大雪に見舞われた札幌。予約していた飛行機は早朝に欠航となったが、次の便は飛ぶという。「着陸できなければ羽田に戻る」という条件付き。飛べたとしてもJRは早々に運休していて、新千歳から札幌まで移動できる保証はない。

「なんとかなると思うから、行きましょう」

彼女はどこかうきうきした様子でそう言った。地元民が言うなら従うしかない。羽田に向かうと僕らが乗る便はすでに満席だった。

飛行機は激しく揺れたし、機長も一度は着陸を断念したけれど、再度のチャレンジで無事、新千歳空港に降り立った。

ロビーに出ると目の前にバスのカウンターが。なんと5分後に札幌行きが出るという。バスには2時間近く揺られたけれど、僕らはその日の夕方には奇跡的に札幌の地下街を歩いていた。

旅の主な目的は新しく住む部屋の内覧と契約。まだ改装中の部屋に入り、広い間取りと大きな窓にふたり歓声を上げた。

彼女のほうの仕事は決まった。問題は僕。札幌をベースにして、東京には月5日間ほど出向く。それでいまと同じ量と質をキープしたいと考えている。

軌道に乗るまで少し時間がかかるだろう。でも焦らず楽しみながらやれたらと思う。「どんな形になっても、あなたには編集者の仕事をしていてほしい」と彼女に言われた。そのことを励みにしたいと思う。

帰りも雪にやられた。JRはまったく動かず、臨時便のバスに3時間揺られてなんとか新千歳に。最終便に変更していてよかった。羽田からの足は途中で終わり、タクシーに乗ってやっと午前1時過ぎに帰宅した。

札幌滞在の中日に、大通公園近くのカフェ「ミンガスコーヒー」に立ち寄った。夜遅くまでごきげんなジャズを流す、札幌の老舗カフェのひとつだ。

僕らが訪れたのはお昼のまだ早い時間。折からの大雪のせいかお客さんはまばらだったけど、巨大なスピーカーから流れる心地よいピアノトリオとドリップで淹れる本格的なコーヒーの深い味わいにすっかり心がほだされた。

そこで彼女と、開店間近なセンイチブックスの話になった。

自分の棚の紹介カードにQRコードを入れてもいいことになっている。でも自分のホームページもないしなあなんて話していたら「notoがあるじゃない」と言われた。なるほど。ここはもはや僕の表現の場になっている。僕という人間を知ってもらうのに、ここより最適な場所はない。

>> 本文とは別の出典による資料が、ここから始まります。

PR #2422, opened 2025-03-31
feat(shell-api): add automerge information to sh.status() MONGOSH-1649

gagik:
We expose a status for the automerge being enabled/disabled so we'd want it to be shown in `sh.status()`

This does that in form:
```
automerge: 
    Currently enabled: yes
```

### DIFF
--- a/packages/shell-api/src/helpers.ts
+++ b/packages/shell-api/src/helpers.ts
@@ -328,6 +328,14 @@ export async function getPrintableShardStatus(
       };
     })(),
     (async (): Promise<void> => {
+      // Is automerge currently enabled, available since >= 7.0
+      const automerge = await settingsColl.findOne({ _id: 'automerge' });
+      result.automerge = {
+        'Currently enabled':
+          automerge === null || automerge.enabled ? 'yes' : 'no',
+      };
+    })(),
+    (async (): Promise<void> => {
       // Is the balancer currently enabled
       const balancerEnabled = await settingsColl.findOne({ _id: 'balancer' });
       balancerRes['Currently enabled'] =
@@ -711,6 +719,10 @@ export type ShardingStatusResult = {
             };
       }[];
   autosplit: {
+    'Currently enabled': 'yes' | 'no';
+  };
+  /** Available from 7.0.0 */
+  automerge: {
     'Currently enabled': 'yes' | 'no';
   };
   balancer: {
--- a/packages/shell-api/src/shard.spec.ts
+++ b/packages/shell-api/src/shard.spec.ts
@@ -2419,6 +2419,7 @@ describe('Shard', function () {
           'shardingVersion',
           'shards',
           'autosplit',
+          'automerge',
           'balancer',
           'databases',
         ]);
@@ -2463,6 +2464,7 @@ describe('Shard', function () {
             'shardingVersion',
             'shards',
             'autosplit',
+            'automerge',
             'balancer',
             'databases',
           ]);
--- a/packages/shell-api/src/helpers.spec.ts
+++ b/packages/shell-api/src/helpers.spec.ts
@@ -224,6 +224,7 @@ describe('getPrintableShardStatus', function () {
     );
     expect(status['most recently active mongoses']).to.have.lengthOf(1);
     expect(status.autosplit['Currently enabled']).to.equal('yes');
+    expect(status.automerge['Currently enabled']).to.equal('yes');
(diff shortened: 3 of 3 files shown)


packages/shell-api/src/helpers.ts
```diff
@@ -327,6 +327,14 @@ export async function getPrintableShardStatus(
           autosplit === null || autosplit.enabled ? 'yes' : 'no',
       };
     })(),
+    (async (): Promise<void> => {
+      // Is automerge currently enabled, available since >= 7.0
```
gagik, line 331: So this is available since 7.0 which means in older versions it'd also similarly say `'yes'` which is weird.
The solution to this is to check for the server version and compare with semver but I don't see this being used anywhere
1. Do we want to introduce this kind of differentiation and hide this field < 7.0?
2. What does a server version mean for automerge in sharded cluster? If I understand right it's possible for shards to have i.e. mix of 6.0 and 7.0 Mongo versions, does one get it from i.e. adminDB or something of sort?

packages/shell-api/src/helpers.ts
```diff
@@ -713,6 +721,10 @@ export type ShardingStatusResult = {
   autosplit: {
     'Currently enabled': 'yes' | 'no';
   };
+  /** Available from 7.0.0 */
+  automerge: {
+    'Currently enabled': 'yes' | 'no';
```
gagik, line 726: Related: is there a documented way of disabling this? Closest is https://www.mongodb.com/docs/manual/reference/method/sh.disableAutoMerger/ but this is collection-specific so not relevant for this.

packages/shell-api/src/helpers.ts
addaleax: Just wondering – what does `automerge === null` correspond to? Is that the case in which we would want to not print this information?

packages/shell-api/src/helpers.ts
addaleax: Does https://www.mongodb.com/docs/manual/reference/method/sh.stopAutoMerger/#mongodb-method-sh.stopAutoMerger do the right thing?

packages/shell-api/src/helpers.ts
```diff
@@ -327,6 +327,14 @@ export async function getPrintableShardStatus(
           autosplit === null || autosplit.enabled ? 'yes' : 'no',
       };
     })(),
+    (async (): Promise<void> => {
+      // Is automerge currently enabled, available since >= 7.0
+      const automerge = await settingsColl.findOne({ _id: 'automerge' });
```
addaleax, line 332: Not a problem to be solved in this PR, but the fact that we're doing 4 parallel `fineOne()`s on the same collection ... that's very how-our-users-use-MongoDB but not very how-users-should-use-MongoDB 😂

packages/shell-api/src/helpers.ts
gagik: Yeah just confirmed this more or less with `start/`stop` `autoMerger` is when that'd appear.

We could omit it as information which isn't explicitly set and show only if it has been configured; users looking for it would probably end up starting/stopping so seems reasonable.

packages/shell-api/src/helpers.ts
gagik: oh yes! reasonable naming was just a bit of confusing naming when I was looking at it with the context of `disableAutoSplit` which does change things globally

packages/shell-api/src/helpers.ts
gagik: truly committing to 'think like your user' 😄

packages/shell-api/src/shard.spec.ts
```diff
@@ -2516,6 +2518,26 @@ describe('Shard', function () {
         );
       });
     });
+    describe('automerge', function () {
+      it('not shown if sh.status() if not explicitly enabled', async function () {
+        expect((await sh.status()).value.automerge).is.undefined;
```
gagik, line 2523: this works but does kind of mess with the `sh.status` integrity a little as we don't really hide fields beyond that. 
I'm unsure how problematic would splitting by version be but that seems to be the only other options (or setting the status to `'unknown'` but that is also a bit weird and would be shown to a lot of users by default

addaleax: > If we went that route, the version would probably be derived from the admin DB right?

The server version? The only reliable version that clients are supposed to make decisions on is the wire version reported by `hello`

addaleax (approved):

センイチブックスではとりあえず、僕が過去に編集した本と自分で購入していた音楽関係のとっておきの本を並べることにした。新刊をのぞいて、基本的に本体価格の半額で売ることにしている。販売にそれほどこだわっているわけではない。10冊ほどのラインナップを見て、面白がってくれれば僕にとって法外の喜びだ。

ということで、センイチブックスを訪れた人がここにも顔を出すことがあるかもしれない。これからは音楽だけでなく、センイチブックスに置いてある本やこれから出す本のことも書いていこうと思う。乞うご期待。